EigenOne + EigenTwo4a. EigenOne (channel 0: Red) + EigenTwo (Channel 1: Green)

Cosine (Channel 0: Red) + Sine (Channel 1: Green) 4b. Cosine (Channel 0: Red) + Sine (Channel 1: Green)

Here we assemble our randomly derived tensor field. We append EigenOne and EigenTwo along the spectral image dimension, ditto Cosine and Sine. This leaves the eigenvalue/eigenvector dataset pair that -eigen2tensor expects to find on the image list.

-eigen2tensor[-2,-1] \
100%,100%,1,3 \
-noise[-1] 8,2 \
-dilate_circ 3 \
-rgb2hsl[-1] \
-split[-1] c \
-mul[-3] 0.5 \
-add[-3] 135.0 \
-append[-3,-2,-1] c \
-hsl2rgb[-1] \
-normalize[-1] 0,255
Tensor Field
5a. Tensor field produced from EigenOne, EigenTwo, Cosine and Sine.

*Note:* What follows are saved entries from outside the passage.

PR #25189, opened 2024-11-25
Add Identity setup record and intents

remcowesterhoud:
## Description

This PR adds the `IdentitySetup` record and intents. These will be used to do an initial initialization when a broker is started. This initialization shall create an Admin role with all permissions and a demo user which will be assigned to this role.

## Checklist

- [ ] for CI changes:
  - [ ] structural/foundational changes signed off by [CI DRI](https://github.com/cmur2)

5b. Emergence of PrettyPicture a. k. a. Noise

Following the invocation of -eigen2tensor, we have a tensor field dataset that represents a smoothing geometry.

We have no idea what image the smoothing geometry is for, but, when in pursuit of a Higher Art, We don't sweat the details. No picture? Well, heck, there is always noise.

There is a serious side to this whimsy. Noise is a good way to gauge the behavior of smoothing tensor fields.

We use the salt and pepper variety of noise, which fills all channels uniformly with unit-sized impulses. Here, it is scattershot over a three channel image and dilated somewhat.

The noise becomes our ersatz PrettyPicture. Being a uniform random pattern of points, this noise is especially sensitive to the aggregate behavior of the smoothing geometry encoded in the tensor field. We can imagine this field as being comprised of small ellipses, at various sizes, eccentricities and orientations, with each ellipse centered on a pixel. Some will blur isotropically – rather the same way in all directions. Other ellipses, the more eccentric ones, will be distinctly anisotropic in character and smooth only in particular directions. 


-repeat 3 \
-smooth[-1] [-2],100 \
-done \
-rm[0] \
-normalize[-1] 0,255 \
-apply_gamma 3.5 \
-o[-1] ppict.png

6. PrettyPicture, now smoothed.

Our PrettyPicture after three passes using -smooth.

With practice, one can read the behavior of the tensor field from the faux color display. Saturated blue and red regions both correspond to very elliptic tensors; blue has a very strong vertical bias, red a horizontal one. These colors engender very anisotropic blurring. The noise pattern elongates into hairlike patterns.

Other areas exhibit less strongly oriented blurring and correspond to areas of less saturated hue.

Finally, gray areas have little or no directional bias whatsoever. These areas behave very much like conventional isotropic blurring kernels.

Apart from orientation, the magnitude of the major and minor axes of the blurring ellipses dictate how much 'smearing' prevails in the locality of the pixel. Our concocted tensor field has one 'dead spot' in the upper left hand corner where the noise is unaltered. The corresponding region in the tensor field is a very dark gray. The discrete noise grains have been smeared into uniform colors in other areas.